__Data records__:
PR #958, opened 2024-05-28
Matrix-valued interpolations

termi-official:
Foundation for #398 . Also, we basically emulate this in FerriteViz.jl when visualizing stress and in the AMR error estimation when computing the stress error. However, I would like to keep this API internal for now.

## TODO

* [ ] Tests


KnutAM:
Very cool to be able to work directly with tensorial fields! 
However, would it make sense to rather talk about tensors instead of just a matrix, we could do e.g. 
```julia
abstract type TensorInterpolation{TB, refshape, iporder} <: Interpolation{refshape, iporder, Nothing} end

struct TensorizedInterpolation{TB, refshape, iporder, SI <: ScalarInterpolation{refshape, iporder}} <: TensorInterpolation{TB, refshape, iporder}
    ip::SI
    function TensorizedInterpolation{TB}(ip::ScalarInterpolation{refshape, iporder}) where {TB<:AbstractTensor{<:Any, <:Any, <:Any}, refshape, iporder}
        return new{TB, refshape, iporder, typeof(ip)}(ip)    
    end
end
```
where `TB` is always `Tensors.get_base(TT::Type{<:AbstractTensor})`. 

This would allow
```
julia> ip = Lagrange{RefTriangle, 1}();

julia> TensorizedInterpolation{Tensor{2,3}}(ip)
TensorizedInterpolation{Tensor{2, 3}, RefTriangle, 1, Lagrange{RefTriangle, 1, Nothing}}(Lagrange{RefTriangle, 1}())

julia> TensorizedInterpolation{SymmetricTensor{2,2}}(ip)
TensorizedInterpolation{SymmetricTensor{2, 2}, RefTriangle, 1, Lagrange{RefTriangle, 1, Nothing}}(Lagrange{RefTriangle, 1}())
```
This allows re-using e.g. `Tensors.n_components` and even allows us to initialize the correct type of the shape value with e.g. `TB{Float64}`

This will also play nicely with mixed tensors, i.e.
```
julia> struct MixedTensor{order, dims, T, M} <: AbstractTensor{order, dims, T}
           data::NTuple{M, T}
       end

julia> TensorizedInterpolation{MixedTensor{2,(2,3)}}(ip)
TensorizedInterpolation{MixedTensor{2, (2, 3)}, RefTriangle, 1, Lagrange{RefTriangle, 1, Nothing}}(Lagrange{RefTriangle, 1}())
```

termi-official:
> Very cool to be able to work directly with tensorial fields! However, would it make sense to rather talk about tensors instead of just a matrix, we could do e.g.
> 
> ```julia
> abstract type TensorInterpolation{TB, refshape, iporder} <: Interpolation{refshape, iporder, Nothing} end
> 
> struct TensorizedInterpolation{TB, refshape, iporder, SI <: ScalarInterpolation{refshape, iporder}} <: TensorInterpolation{TB, refshape, iporder}
>     ip::SI
>     function TensorizedInterpolation{TB}(ip::ScalarInterpolation{refshape, iporder}) where {TB<:AbstractTensor{<:Any, <:Any, <:Any}, refshape, iporder}
>         return new{TB, refshape, iporder, typeof(ip)}(ip)    
>     end
> end
> ```
> 
> where `TB` is always `Tensors.get_base(TT::Type{<:AbstractTensor})`.
> 
> This would allow
> 
> ```
> julia> ip = Lagrange{RefTriangle, 1}();
> 
> julia> TensorizedInterpolation{Tensor{2,3}}(ip)
> TensorizedInterpolation{Tensor{2, 3}, RefTriangle, 1, Lagrange{RefTriangle, 1, Nothing}}(Lagrange{RefTriangle, 1}())
> 
> julia> TensorizedInterpolation{SymmetricTensor{2,2}}(ip)
> TensorizedInterpolation{SymmetricTensor{2, 2}, RefTriangle, 1, Lagrange{RefTriangle, 1, Nothing}}(Lagrange{RefTriangle, 1}())
> ```
> 
> This allows re-using e.g. `Tensors.n_components` and even allows us to initialize the correct type of the shape value with e.g. `TB{Float64}`
> 
> This will also play nicely with mixed tensors, i.e.
> 
> ```
> julia> struct MixedTensor{order, dims, T, M} <: AbstractTensor{order, dims, T}
>            data::NTuple{M, T}
>        end
> 
> julia> TensorizedInterpolation{MixedTensor{2,(2,3)}}(ip)
> TensorizedInterpolation{MixedTensor{2, (2, 3)}, RefTriangle, 1, Lagrange{RefTriangle, 1, Nothing}}(Lagrange{RefTriangle, 1}())
> ```

Indeed. This is one of the reasons why I would like to keep the API internal for now.I first need to wrap my head around a generic indexing logic and I need to think of a way to properly generalize operations like curl and divergence to be useful by default and to be customizeable if the user works with a slightly different definition.

src/interpolations.jl
```diff
@@ -1535,6 +1536,95 @@ reference_coordinates(ip::VectorizedInterpolation) = reference_coordinates(ip.ip
...
+end
+
+# vdim1 != vdim2 != refdim
+function shape_gradient_and_value(ipm::MatrixizedInterpolation{vdim1, vdim2, shape}, ξ::V, I::Int) where {vdim1, vdim2, refdim, shape <: AbstractRefShape{refdim}, T, V <: Vec{refdim, T}}
+    tosmat(v::Tensor{2}) = SMatrix{vdim1,vdim2}((v...,))
+    tosmat(v::SMatrix) = v
+    tosvec(v::Vec) = SVector((v...,))
+    tovec(sv::SVector) = Vec((sv...))
+    val = shape_value(ipm, ξ, I)
+    grad = ForwardDiff.jacobian(sv -> tosmat(shape_value(ipm, tovec(sv), I)), tosvec(ξ))
```
KnutAM, line 1614: I don't think this will do the right thing unfortunately.
But for these matrix interpolations, it probably is better to calculate the gradients wrt. the scalar base-interpolation, and then just insert the values in the right places (and zeros elsewhere).

KnutAM (commented):
Hm, ok. I'm not sure if I fully understand the purpose? If this is only internal because we expect it to change, then it seems like it could be tested outside as well? I don't see any code that isn't just overloading with new types? 

Or is the purpose to move functionality from FerriteViz to Ferrite?

termi-official:
> If this is only internal because we expect it to change, then it seems like it could be tested outside as well?

What do you mean by outside? If you propose to solve a matrix-valued problem, then I do not have the time currently to implement it. 

> I don't see any code that isn't just overloading with new types?
> 
> Or is the purpose to move functionality from FerriteViz to Ferrite?

We use something very similar to this PR in FerriteViz and this is beneficial to simplify ZZ error estimators. In the future I want to also highlight how we can solve matrix-valued problems (e.g. DG for elasticity) with the API. However, Fredrik repeatedly told me to make smaller PRs to make them more reviewable, which I can fully understand. So here is it. Does this explain it?

src/interpolations.jl
termi-official: Do you have any suggestion how we can cover this case in testing (in addition to the vectorial case)?

KnutAM: I think @lijas solution [here](https://github.com/Ferrite-FEM/Ferrite.jl/blob/cf97ee510936259a22ab0e9dee0e423f918112e6/test/test_interpolations.jl#L225-L234) was quite nice, just having the option of calling that function explicitly as setup [here](https://github.com/Ferrite-FEM/Ferrite.jl/blob/cf97ee510936259a22ab0e9dee0e423f918112e6/src/interpolations.jl#L1533-L1540). 

Maybe combined with calling something like 
```julia
for Is in 1:getnbasefunctions(ipm.ip)
    g, v = shape_gradient_and_value(ipm.ip, ξ, Is)
    Im = (Is - 1)*getnbasefunctions(ipm.ip)
    for i in 1:vdim1, j in 1:vdim2
        Im += 1
        G, V = shape_gradient_and_value(ipm.ip, ξ, Im)
        @test G[i,j,:] \approx g
        @test V[i,j] \approx v
    end
end
```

__What is required__:
Search the material above for the string "struct". Show every line that holds it.

__Answer space__:
struct TensorizedInterpolation{TB, refshape, iporder, SI <: ScalarInterpolation{refshape, iporder}} <: TensorInterpolation{TB, refshape, iporder}
julia> struct MixedTensor{order, dims, T, M} <: AbstractTensor{order, dims, T}
> struct TensorizedInterpolation{TB, refshape, iporder, SI <: ScalarInterpolation{refshape, iporder}} <: TensorInterpolation{TB, refshape, iporder}
> julia> struct MixedTensor{order, dims, T, M} <: AbstractTensor{order, dims, T}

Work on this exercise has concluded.